This picture
shows 5 people playing a game in which the players have to pass the ball to the third person after them in the direction of the arrow. The game starts with Louis.
So in the first round Louis passes the ball to Thomas .
In the second round Thomas passes the ball to Michaelle.
In the 99th round who will the ball end up ?
I have read on the answers section that the answer is worked out by finding the LCM of three and five.
Which is fifteen.And that the ball will be with Louis every fifth round.
I'm not sure how they reached that conclusion . Why does the LCM matter?
Edit
So we have 3 times table :3,6,9,12,15 And 5 times table 5,10,15,15
And the LCM is 15
From this how do we deduce that the ball will be with Louise every fifth round?
Also hoe can I use modular arithmetic to solve this? What I did was 3*98=294 . The 294 =4 |mod5| But that answer is wrong. The correct answer is Mark.
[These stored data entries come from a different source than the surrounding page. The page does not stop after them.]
Issue #4508, opened 2015-10-31
Android: ofGetOrientation doesn't get updated when phone is rotated


HalfdanJ:
I have an app where the orientation is not specified (ofSetOrientation is never called) and the manifest has ```android:configChanges="orientation|screenSize"```. I can rotate the phone and the openframeworks window gets rotated, and the size gets updated. But the orientation keeps returning ```OF_ORIENTATION_DEFAULT```

Shouldn't the function return the actual orientation?

arturoc:
yes i guess it should return the correct orientation. it's not as bad cause the orientation in OF is default 90 -90 180 where default could be read as whatever the hardware is set to even automatic rotation, and the rest are offsets from that as opposed of having orientation settings as portrait, landscape which would be absolute.

i guess having it change wouldn't break anything and would be useful though. another option would be to add a specific android function that returned the absolute rotation, as portrait, landscape...

HalfdanJ:
How is iOS handling this?

HalfdanJ:
@danthemellowman, @arturoc, @julapy i'm trying to make orientation work the same way on android and iOS, i've implemented an event now that triggers on orientation change, but i'm a bit unsure if the way its implemented in iOS is the way we want to go. In [the iOS example](https://github.com/openframeworks/openFrameworks/blob/master/examples/ios/iosOrientationExample/src/ofApp.mm#L195), the event triggers ofSetOrientation(). In iOS, this doesn't force the device to a certain orientation, but it does on android. So if I copy the sample, the first time you rotate the device, you freeze the orientation. 

Wouldn't it be better if ```ofGetOrientation()``` always returns the actual orientation of the device, and not what ofSetOrientation has been called with?

danoli3:
It shouldn't force you to the device physical orientation on Android.

With iOS it doesn't force you because what if you wanted a landscape mode only App. 
Then just don't respond to the orientation commands associated with Portrait in then your own code.
I think the iOS orientation code really needs some work though.

Issue #4505, opened 2015-10-31
Android: Bump min sdk requirement


HalfdanJ:
Currently we are having a min sdk requirement of sdk 8. Thats Android 2.2 (Froyo). Can we bump this up a bit? Currently only [0.3% of android phones](https://developer.android.com/about/dashboards/index.html) are running Froyo :) 

I'm not sure what a reasonable SDK requirement would be, i would prefer 16 (Jelly Bean) or 19 (Kit Kat that has the largest market share). 

The reason for doing this is to be able to use some more modern apis, specifically i'm having trouble with the camera code right now.

ofZach:
+1 to this, on osx / ios we tend support 2-3 versions of the api, sometimes a bit more (ie, OS 10.11, 10.10, 10.9...) for exactly this reason, it would be good to do here as well.

HalfdanJ:
Then the question is how to count that in android.. http://developer.android.com/guide/topics/manifest/uses-sdk-element.html 
I would say 3 versions back is Kit Kat (Android 4.4, API 19)

arturoc:
i haven't incremented the version since the beginning cause there's been no need since then. sometimes i've added support for new apis but in java you can use introspection to know if an api is present or not and only call it conditionally and through introspection not direct calls.

that kind of code is really unreadable though so i've only used it for relatively small things like a feature in the camera where there's only 1 call that is done like that.

if we want to use a whole class like camera2 then it doesn't make sense to use introspection all over. 

i guess we can just use the api level that whatever feature we want to use needs.

i would support 4.0 if possible (if camera2 is already supported there)

arturoc:
actually i'm checking and camera2 is not supported until 5.0 which is pretty new. i would wait to implement it unless we can do it in a way were we can fallback to camera if camera2 is not supported

HalfdanJ:
Yes, camera2 is a bit to new, but there are other changes that would make life easier. For example is surface texture introduced in 11, right now there is a lot of hard to read code around it that would be great to remove.

PR #4510, opened 2015-11-01
Android camera refactor

### LINKED ISSUE #3752: Android video grabber broken
I've just updated my openframeworks version to latest git version, and a android app using ofVideoGrabber stopped working. It turns out its initGrabber function that is broken. 

@arturoc I can see that there where made changes in that code last time in https://github.com/openframeworks/openFrameworks/commit/29e7c6b6f708ab1ce13c640a31a53050622356bc . I can't see that it should change how the code is used, is there an error in this commit?

### LINKED ISSUE #4502: Android: Camera updates very slowly
Running the android camera example on a Nexus 6, gives me a really slow refresh rate of the camera. The app is running ~60fps, but the camera is only running around 10fps. 

I can see that the current camera implementation is using the deprecated `android.hardware.Camera` module instead of the new `android.hardware.camera2`. Would it make sense to update this? 

There is some example code of using it here made by google creative lab in their shadercam example: https://github.com/googlecreativelab/shadercam/blob/master/shadercam/src/main/java/com/androidexperiments/shadercam/fragments/CameraFragment.java

HalfdanJ:
This PR tries to improve the android camera. 

- By default it will now select the best frame rate available instead of first (that on nexus 6 is 15fps). Fixes #4502 
- ```getPixels()``` now works, and the pixel conversion and copying only happens if needed (drastically improves performance). Fixes #3752
- Running without calling ```getPixels()```allows the code to run 30fps in full HD on a Nexus 6
- Now the deviceID can be changed while the camera is running, so its now possbile to swap camera easily
- ```listDevices()``` is now implemented 
- Functions for getting the facing and orientation of cameras
- Removed legacy code regarding supporting very old API 8 that didn't support surface textures
- Updated android grabber sample to show more functionality 

There are some outstanding issues: 
- ~~This PR requires the API level to be raised to 11  from 8 #4505~~
- ```getPixels()``` and the texture are sometimes not flipped the same way on some devices. Need to look at the matrix transformation
- In the sample, the orientation of the image is not correct. Depends on #4508 

The code is tested on following devices: 
- Nexus 6 (Running Android 5.1) 
- Nexus 9 (Running Android 5.1) 
- Fairphone 1 (Running Android 4.4)

### DIFF
--- a/addons/ofxAndroid/ofAndroidLib/src/cc/openframeworks/OFAndroidVideoGrabber.java
+++ b/addons/ofxAndroid/ofAndroidLib/src/cc/openframeworks/OFAndroidVideoGrabber.java
@@ -41,7 +41,7 @@ public class OFAndroidVideoGrabber extends OFAndroidObject implements Runnable, 
         }
 	}
 
-    public int getNumCameras() {
+    public int getNumCameras(){
         return Camera.getNumberOfCameras();
     }
 
@@ -215,10 +215,14 @@ public class OFAndroidVideoGrabber extends OFAndroidObject implements Runnable, 
         return cameraOrientation;
     }
 
-    public boolean getIsCameraFacingFront(){
-        return cameraFacing == Camera.CameraInfo.CAMERA_FACING_FRONT;
+    public int getFacingOfCamera(int _deviceID){
+        if(_deviceID == -1) _deviceID = deviceID;
+
+        Camera.CameraInfo info = new Camera.CameraInfo();
+        Camera.getCameraInfo(_deviceID, info);
+        return info.facing;
     }
-	
+
 	public boolean setAutoFocus(boolean autofocus){
 		
 		if(initialized){
--- a/addons/ofxAndroid/ofAndroidLib/src/cc/openframeworks/OFAndroidVideoGrabber.java
+++ b/addons/ofxAndroid/ofAndroidLib/src/cc/openframeworks/OFAndroidVideoGrabber.java
@@ -35,74 +35,74 @@ public class OFAndroidVideoGrabber extends OFAndroidObject implements Runnable, 
 		}
 
 		try {
-            // Create surface texture instance
+			// Create surface texture instance
 			surfaceTexture = new SurfaceTexture(texID);
 
 			// set texture as preview surface for camera
-            camera.setPreviewTexture(surfaceTexture);
-        } catch (Exception e1) {
-            Log.e("OF","Error initializing gl surface",e1);
-        }
+			camera.setPreviewTexture(surfaceTexture);
+		} catch (Exception e1) {
+			Log.e("OF","Error initializing gl surface",e1);
+		}
 	}
 
-    public int getNumCameras(){
+	public int getNumCameras(){
 		if (Build.VERSION.SDK_INT < 9) {
 			return 1;
 		}
 
 		return Camera.getNumberOfCameras();
-    }
+	}
 
-    public int getCameraFacing(int facing){
+	public int getCameraFacing(int facing){
 		if (Build.VERSION.SDK_INT < 9) {
 			return 0;
 		}
 
 		int numCameras = Camera.getNumberOfCameras();
-        Camera.CameraInfo cameraInfo = new Camera.CameraInfo();
-        for(int i=0;i<numCameras;i++){
-            Camera.getCameraInfo(i, cameraInfo);
-            int _facing = cameraInfo.facing;
-            if(_facing == facing){
-                return i;
-            }
-        }
-        return -1;
-    }
+		Camera.CameraInfo cameraInfo = new Camera.CameraInfo();
+		for(int i=0;i<numCameras;i++){
+			Camera.getCameraInfo(i, cameraInfo);
+			int _facing = cameraInfo.facing;
+			if(_facing == facing){
+				return i;
+			}
+		}
+		return -1;
+	}
 
-    public void setDeviceID(int _deviceId){
-        deviceID = _deviceId;
+	public void setDeviceID(int _deviceId){
+		deviceID = _deviceId;
 
-        if(initialized){
-            stopGrabber();
+		if(initialized){
+			stopGrabber();
 
-            initGrabber(width, height, targetFps, texID);
-        }
-    }
+			initGrabber(width, height, targetFps, texID);
+		}
+	}
 
 	public void initGrabber(int w, int h, int _targetFps, int _texID){
-        if(camera != null){
-            camera.release();
-        }
+		if(camera != null){
+			camera.release();
+		}
 
 		if(deviceID==-1)
-            deviceID = getCameraFacing(0);
+			deviceID = getCameraFacing(0);
 
-        try {
+		try {
 			if (Build.VERSION.SDK_INT >= 9) {
 				camera = Camera.open(deviceID);
 			} else {
 				camera = Camera.open();
 			}
 		} catch (Exception e) {
-            Log.e("OF","Error trying to open specific camera, trying default",e);
-            camera = Camera.open();
-        }
+			Log.e("OF","Error trying to open specific camera, trying default",e);
+			camera = Camera.open();
+		}
 
-        if(_texID != -1) {
-            texID = _texID;
-            setTexture(texID);
-        }
+		if(_texID != -1) {
+			texID = _texID;
+			setTexture(texID);
+		}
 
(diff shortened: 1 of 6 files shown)


danthemellowman:
I ran into a bunch of issues today with the camera and started fixing things both in the java and cpp side also.  Let me check out your changes to see how they differ.

HalfdanJ:
doh.... Let me know how it goes.

arturoc:
hey jonas, i'm checking this and although it seems to fix some issues, it's bumping the version without really needing it? the functions to get the device and set the texture were already working without need to use higher APIs. 

I wouldn't mind bumping the API in a further refactoring but it seems slightly unnecessary here since the parts that require it were already working?

also the way you are getting the pixels now moves the colorspace conversion from the camera thread to the GL thread which doesn't make much sense given that most phones nowadays have 4 cores it seems logical to leave the GL thread as free as possible for other stuff and do the colorspace conversion in the camera thread.

@danthemellowman do you have your fix somewhere? otherwise i can take a look, i think this is a relatively straight forward fix that only requires to swap the front and back buffers.

We can look into refactoring this classes for next release along with @tallavi's changes but i think we should just introduce the minimum changes possible right now in order to fix this since we  are already in RC2

HalfdanJ:
Okay, its not to bad to roll that part back requiring the higher api. I did it because i had a very hard time understanding the flow of the code, so needed to understand it better. Can we at least remove the whole check if surface textures are supported, and instead just throw an error if the camera is used on api < 11? 

Regarding the pixel stuff, i know the conversion has moved core, my reasoning behind doing is the following: 
- If you dont call getPixels, no conversion/copying will happen at all. Allowing high res texture usage from the camera. I was not able to get a full-hd fluid image out of the other setup
-  Less copying is necessary since we dont need a back and front buffer
- I think a very typical use scenario of getPixels is with openCV, and in that case the grayscale image is probably often usable, and therefore there wont be any conversion, and no big benefit of doing it on the camera thread.

HalfdanJ:
I think i've made a better solution on SDK 8 support now.

arturoc:
ok great. regarding the pixels, it make sense to not doing it unless necesary but we could just add a flag on the first call to getPixels or similar which will trigger the colorspace conversion in the next frame

HalfdanJ:
I considered that solution as well. The cons are that first time you call getPixels, you wont get any (or we do the conversion og gl thread first time), and I think its a bit messy that getPixels call is modifying the performance of the camera in future calls, and not only the single thread. But it can be a solution until we add a ```setUsePixels ``` function to grabbers.

arturoc:
another posibility is to add setUsePixels for android alone by now and then make it mandatory through ofBaseVideo later. if someone wants to disable it right now the syntax would be kind of complicated:

```
((ofxAndroidVideoGrabber*)grabber.getGrabber().get())->setUsePixels(false);
```

but i think it's totally ok if we plan to refactor this for next release

HalfdanJ:
I like that more. Ill implement that. 
Also, i saw that ofPixels has support for NV21 format directly, but i tried to feed in the raw data from the camera in this format, trying to copy it into a ofImage and draw that gave grayscale noise. Should it work?

tallavi:
Hi, thanks for tagging me. I sifted through the changes and I believe there won't be any contridictions with my refactored branch. The sore point is mainly the file OFAndroid.java (which is untouched). Since some methods from the class moved to other files, I have to merge changes manually in order to keep my branch mergeable, like the zip file name change: 

https://github.com/openframeworks/openFrameworks/commit/3214e08014a9eed5b6f4c975b5b380c3bb360a12 (also by you, @HalfdanJ :-))

In regards to where android addons are going, I think it would be great if people could easily include jar files as part of their addon, and the java side of the addon will consume OFAndroid, instead of being a part of it. Just like the iOS folks can include .mm files that are not part of the core, only allot more complicated :-)

Further more, it would be very nice to include a general purpose conduit to allow data transfer from the c++ to java side without having to write all that jni boiler plate. 

Combining the two will create a platform for allot of quality Android addons that will benefit OF.

arturoc:
@HalfdanJ NV12 should work with the programmable renderer since that has the corresponding shaders to do the colorspace conversion in the GPU. i'm planning to implement it at some point but haven't got to it yet

HalfdanJ:
Okay now the conversion is moved back on camera thread, and the flip flopping of pixels has been implemented.

danthemellowman:
I have my stuff on a branch let me clean it up and do a PR.

I basically implemented closing the camera thread, setDeviceID,  swapping
the pixel buffers.

arturoc:
Jonas, i don't think this solves multithread access to the same pixels. the camera thread is changing the bufferFlipFlip variable without locking and both threads are accessing both buffers so it can happen that the main thread tries to access the pixels while the other is writting to that buffer.

also i don't think the SDK_INT>=... and then using the symbols that require a higher api, is a valid check, if you want to make the class supported under earlier versions all the symbols in it have to be supported on that version otherwise it will fail, that's why i'm using introspection.

why do you need to remove the way it was don before? texture loading was working for me and changing the camera to the front facing one was working just by calling setDeviceID(1) is that failing now?

arturoc:
by the way the way i'd implement the pixels thin is something like:

```
Data{
...
bool newBackFrame;
bool newFrontFrame;
ofPixels fontBuffer, middleBuffer, backBuffer;
std::mutex mtx;
}

void update(){
    if(newBackFrame){
        std::swap(middleBuffer, frontBuffer);
        newBackFrame = false;
        newFrontFrame = true;
    }else{
        newFrontFrame = false;
    }
}

void java_callback(buffer, ...){
    // colorspace convert passed buffer to backBuffer
    std::unique_lock lck(mtx);
    std::swap(backBuffer, middleBuffer);
    newBackFrame=true;
}
```

that way the locking time is minimal and there's never parallel access to the same pixels from both threads.

HalfdanJ:
You are right.. If the framerate of the camera is higher then the fps of the app, then there is a risk. Let code on it using your code

Regarding the sdk version, then i'm very sure its valid: http://developer.android.com/training/basics/supporting-devices/platforms.html, without the check android studio is giving me errors, and is suggesting this as the solution also (and removes the errors)

arturoc:
ok, that's great i did the introspection thing a while ago and it was the recommended way, i guess they've changed it later. it really makes a lot of sense, using introspection is really hard to understand

danthemellowman:
If we want faster/better performance from the camera we should probably
toggle on and off reading into pixel buffers via setUseTexture(bool)?  This
way if you want higher fps and only need the textures you can have them.
Otherwise if you need the pixel data to dump into openCV you get them by
default.

Figuring out how to properly handle flipping the front facing camera pixels
when needed would be nice.

Let's push some of this stuff to 0.9.1 and only fix the regressions for
reading back the pixels, the missing setDeviceID java call (or name
mismatch its implemented in the cpp but fails to find the java method), and
the missing implementation of ofVideoGrabber close().

Increasing the MIN_SDK should be OK. I mean 2.3 is reallllly old now. That
was wayyyy back when I was working on Android haha.. But we can't raise it
all the way to 5.0. Only like 8% of the market is at 4.0 or below but only
24% is 5.0+.

Also we should look into switching between the Camera Api and the newer
Camera2 Api in the JAVA layer so that if the phone supports the newer Api
it gets used otherwise it falls back to the older API.

Would be nice to wrap the MediaRecorder to toggle native android video
recording.  We could also add support for USB On-The-Go webcams
https://github.com/openxc/android-webcam

HalfdanJ:
@danthemellowman you can now in this pr toggle the use of pixel buffers with setUsePixels call. I totally agree on doing a second refactor, but thats probably 0.10.0, and raise the api version.

danthemellowman:
Is that a base ofVideoPlayer call? We should keep everything as close to
the underlying OF API as possible and not have extra calls for platform
specific items.

arturoc:
i've been going through this with jonas and it seems good to go now, going to merge it, there's still some issues with the front camera being mirrored on some devices.

@danthemellowman we've agreed on leaving this as android only for this release since there's already plans to have it as a core feature, we'll add it for 0.10 in ofBaseVideo so it forces everyone to implement it in their platforms

thanks!

danthemellowman:
Awesome!  I'll trash my branch and pull this in so I can test with my app.

@arturoc haha that makes sense! Should it default to using Pixels and make people disable it for faster frame rates?

arturoc:
yes that's the default already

The first question to ask yourself is, "How many rounds does it take for the ball to get back to Louis?" Suppose that Louis is at position $0$. If we just keep adding $3$ every time the ball is passed, it will get back to Louis for the first time when that number is divisible by $5$. This is where the LCM comes in. $\text{LCM}(3,5)=15,$ so the ball gets back to Louis after $5$ passes. So it will be back to Louis after $95$ passes, and we just need to know where it will be after $4$ more passes. If we add $3$ four times we get $12$ which is congruent to $2$ modulo $5$, and the ball is at position $2,$ that is with Mark.